CHOMSKY, Noam. Linguagem e pensamento. 4. ed. Rio de Janeiro: Vozes, 1977.

______. Linguagem e mente: pensamentos atuais sobre antigos problemas. Brasília: Universidade de
Brasília, 1998.
GORDON, Peter. Numerical cognition without words: evidence from Amazonia. Science. New
York, v. 306, n. 5695, p. 496-499, October 2004.

PERINI, Mário A. Sofrendo a gramática: ensaios sobre a linguagem. 3. ed. São Paulo: Ática, 2003.

______. A língua do Brasil amanhã e outros mistérios. São Paulo: Parábola, 2004.

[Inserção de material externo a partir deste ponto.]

PR #294, opened 2022-03-02
IBX-2382: Changed order command on command lists for Legacy Search

mateuszdebinski:
| **JIRA issue**                          | [IBX-2382](https://issues.ibexa.co/browse/IBX-2382)

#### Checklist:

### DIFF
--- a/eZ/Publish/API/Repository/Tests/SearchEngineIndexingTest.php
+++ b/eZ/Publish/API/Repository/Tests/SearchEngineIndexingTest.php
@@ -837,6 +837,23 @@ class SearchEngineIndexingTest extends BaseTest
     }
 
     /**
+     * Check if FullText indexing works for special cases of text.
+     *
+     * @param string $text Content Item field value text (to be indexed)
+     * @param string $searchForText text based on which Content Item should be found
+     * @param array $ignoreForSetupFactories list of SetupFactories to be ignored
+     * @dataProvider getLegacySpecialFullTextCases
+     */
+    public function testLegacyIndexingSpecialFullTextCases($text, $searchForText)
+    {
+        if (!$this->isLegacySearchEngineSetup()) {
+            return;
+        }
+
+        $this->testIndexingSpecialFullTextCases($text, $searchForText);
+    }
+
+    /**
      * Data Provider for {@see testIndexingSpecialFullTextCases()} method.
      *
      * @return array
@@ -854,6 +871,15 @@ class SearchEngineIndexingTest extends BaseTest
             ['Folder1.', 'Folder1.'],
             ['whitespaces', "     whitespaces  \n \t "],
             ["it's", "it's"],
+        ];
+    }
+
+    /**
+     * Data Provider for {@see testLegacyIndexingSpecialFullTextCases()} method.
+     */
+    public function getLegacySpecialFullTextCases(): array
+    {
+        return [
             ['MAKİNEİÇ', 'makIneIc'],
             ['DIŞ', 'DIŞ'],
             ['TİC', 'tIc'],
--- a/eZ/Publish/API/Repository/Tests/SearchEngineIndexingTest.php
+++ b/eZ/Publish/API/Repository/Tests/SearchEngineIndexingTest.php
@@ -854,7 +854,11 @@ class SearchEngineIndexingTest extends BaseTest
             ['Folder1.', 'Folder1.'],
             ['whitespaces', "     whitespaces  \n \t "],
             ["it's", "it's"],
-            ['with_underscore', 'with_underscore'],
+            ['MAKİNEİÇ', 'makIneIc'],
+            ['DIŞ', 'DIŞ'],
+            ['TİC', 'tIc'],
+            ['ŞTİ.', 'stI'],
+            ['ʻ', 'ʻ'],
         ];
     }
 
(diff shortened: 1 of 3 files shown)


alongosz (changes requested):
Missing integration test coverage.

eZ/Publish/API/Repository/Tests/SearchEngineIndexingTest.php
```diff
@@ -836,6 +836,23 @@ public function testIndexingSpecialFullTextCases($text, $searchForText)
...
+     * Check if FullText indexing works for special cases of text.
+     *
+     * @param string $text Content Item field value text (to be indexed)
+     * @param string $searchForText text based on which Content Item should be found
+     * @param array $ignoreForSetupFactories list of SetupFactories to be ignored
+     * @dataProvider getLegacySpecialFullTextCases
+     */
+    public function testLegacyIndexingSpecialFullTextCases($text, $searchForText)
+    {
+        if (!$this->isLegacySearchEngineSetup()) {
```
alongosz: why?

alongosz (changes requested):

eZ/Publish/API/Repository/Tests/SearchEngineIndexingTest.php
mateuszdebinski: Because only Legacy Search uses the transformation Processor for indexing, which causes a problem and for some characters, as in the test, the resulting word is different than for SOLR or ElasticSearch

alongosz: > Because only Legacy Search uses the transformation Processor for indexing, which causes a problem and for some characters, as in the test, the resulting word is different than for SOLR or ElasticSearch

Unfortunately then this solution is not acceptable. The test in the form given was there to ensure such difference does not exist. Every engine needs to work uniformly for this use case.

alongosz (dismissed):

eZ/Publish/API/Repository/Tests/SearchEngineIndexingTest.php
mateuszdebinski: After verification, I do not see any reason why the transformations were performed during the indexing for legacy search. From what I checked, removing this does not cause any problems, and now consistency is maintained for search engines between legacy, SOLR, and Elastic - I tested it manually and it is possible to search correctly

Steveb-p: Have you tried Postgresql / MySQL / MariaDB?

There are subtle differences coming from different database types / indexes. Specifically case sensivity, which might be the reason for this particular transformation to take place.

We did encounter this when working with Product Catalog, which made it necessary for us to introduce a separate field for a normalized name, because otherwise database indices would be unusable.

mateuszdebinski: @Steveb-p @alongosz 
As for the case sensivity, the transformationProcessor with ruleGroup: lowercase has been added. If we want to have consistent results for SOLR ELASTIC and Legacy search, unfortunately, this transformation needs to be removed. I have done tests on MySQL and also tests in PR for PostgreSQL, MySQL, and SQLite are green. Unfortunately, I do not see any other solution that would be able to have the same results for all supported search engines, the current solution that exists in the product already showed errors with a few special characters, which excludes them as correct

eZ/Publish/Core/Search/Legacy/Content/WordIndexer/Gateway/DoctrineDatabase.php
```diff
@@ -110,12 +110,7 @@ public function index(FullTextData $fullTextData)
             } else {
                 $integerValue = 0;
             }
-            $text = $this->transformationProcessor->transform(
-                $fullTextValue->value,
-                !empty($fullTextValue->transformationRules)
-                    ? $fullTextValue->transformationRules
-                    : $this->fullTextSearchConfiguration['commands']
-            );
+            $text = $this->transformationProcessor->transformByGroup($fullTextValue->value, 'lowercase');
```
alongosz: `$fullTextValue->transformationRules` is an extension point to add some custom logic for transforming values

alongosz (commented):
Hmm, this doesn't add up TBH. Me or other maintainer should probably organize some time to look into that.

eZ/Publish/Core/Search/Legacy/Content/WordIndexer/Gateway/DoctrineDatabase.php
Steveb-p: That is indeed true. I think what you want done here is to apply both transformations - the one we require (lowercase), followed by any custom transformations from `transformationRules`. Correct?

EDIT: Or the other way around.

Steveb-p:
```suggestion
            $text = $this->transformationProcessor->transform(
                $fullTextValue->value,
                !empty($fullTextValue->transformationRules)
                    ? $fullTextValue->transformationRules
                    : $this->fullTextSearchConfiguration['commands']
            );
            $text = $this->transformationProcessor->transformByGroup($text, 'lowercase');
```

eZ/Publish/API/Repository/Tests/SearchEngineIndexingTest.php
```diff
@@ -854,7 +854,11 @@ public function getSpecialFullTextCases()
             ['Folder1.', 'Folder1.'],
             ['whitespaces', "     whitespaces  \n \t "],
             ["it's", "it's"],
-            ['with_underscore', 'with_underscore'],
```
ViniTou, line 857: this should not be dropped, right?

ViniTou (approved):

mikadamczyk (approved):

konradoboza (approved):

Steveb-p (approved):

mateuszdebinski:
I'm closing due to a transfer to this PR: https://github.com/ezsystems/ezpublish-kernel/pull/3144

PINKER, Steven. O instinto da linguagem: como a mente cria a linguagem. São Paulo: Martins
Fontes, 2002.

SAPIR, Edward. Language: an introduction to the study of speech. New York: Dober Publications,
2004.

SAUSSURE, Ferdinand de. Curso de lingüística geral. 27. ed. São Paulo: Cultrix, 2006.

SZCZESNIAK, Konrad. O retorno da hipótese de Sapir-Whorf. Ciência Hoje. Rio de Janeiro, v. 36,
n. 214, p. 63-65, abr. 2005.

VYGOTSKY, Lev Semenovitch. Pensamento e linguagem. 3. ed. São Paulo: Martins Fontes, 2005.